• **AIM OF THE TASK**
Copy the entries exactly, leaving out nothing.

#### DATA FOR PROCESSING ####

PR #3023, opened 2018-07-22
Fixing Forms reload issue

nickrandolph:
Bug fix

Forms UWP application crashes on resume

Forms UWP application no longer crashes on resume

No

Launch Playground UWP Forms application
Suspend (using VS lifecycle events, or minimizing UWP application)
Resume (using VS lifecycle events, or restoring UWP application)

https://github.com/MvvmCross/MvvmCross/issues/2881

- [ X ] All projects build
- [ X ] Relevant documentation was updated ([docs style guide](https://www.mvvmcross.com/documentation/contribute/mvvmcross-docs-style-guide))

### DIFF
--- a/MvvmCross.Forms/Platforms/Uap/Views/MvxFormsWindowsPage.cs
+++ b/MvvmCross.Forms/Platforms/Uap/Views/MvxFormsWindowsPage.cs
@@ -1,8 +1,7 @@
-// Licensed to the .NET Foundation under one or more agreements.
+﻿// Licensed to the .NET Foundation under one or more agreements.
 // The .NET Foundation licenses this file to you under the MS-PL license.
 // See the LICENSE file in the project root for more information.
 
-using System.Threading.Tasks;
 using MvvmCross.Forms.Platforms.Uap.Presenters;
 using MvvmCross.Forms.Presenters;
 using MvvmCross.ViewModels;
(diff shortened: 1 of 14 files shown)


MartinZikmund:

####

• **SOLVED EXERCISE**
PR #3023, opened 2018-07-22
Fixing Forms reload issue

nickrandolph:
Bug fix

Forms UWP application crashes on resume

Forms UWP application no longer crashes on resume

No

Launch Playground UWP Forms application
Suspend (using VS lifecycle events, or minimizing UWP application)
Resume (using VS lifecycle events, or restoring UWP application)

https://github.com/MvvmCross/MvvmCross/issues/2881

- [ X ] All projects build
- [ X ] Relevant documentation was updated ([docs style guide](https://www.mvvmcross.com/documentation/contribute/mvvmcross-docs-style-guide))

### DIFF
--- a/MvvmCross.Forms/Platforms/Uap/Views/MvxFormsWindowsPage.cs
+++ b/MvvmCross.Forms/Platforms/Uap/Views/MvxFormsWindowsPage.cs
@@ -1,8 +1,7 @@
-// Licensed to the .NET Foundation under one or more agreements.
+﻿// Licensed to the .NET Foundation under one or more agreements.
 // The .NET Foundation licenses this file to you under the MS-PL license.
 // See the LICENSE file in the project root for more information.
 
-using System.Threading.Tasks;
 using MvvmCross.Forms.Platforms.Uap.Presenters;
 using MvvmCross.Forms.Presenters;
 using MvvmCross.ViewModels;
(diff shortened: 1 of 14 files shown)


MartinZikmund:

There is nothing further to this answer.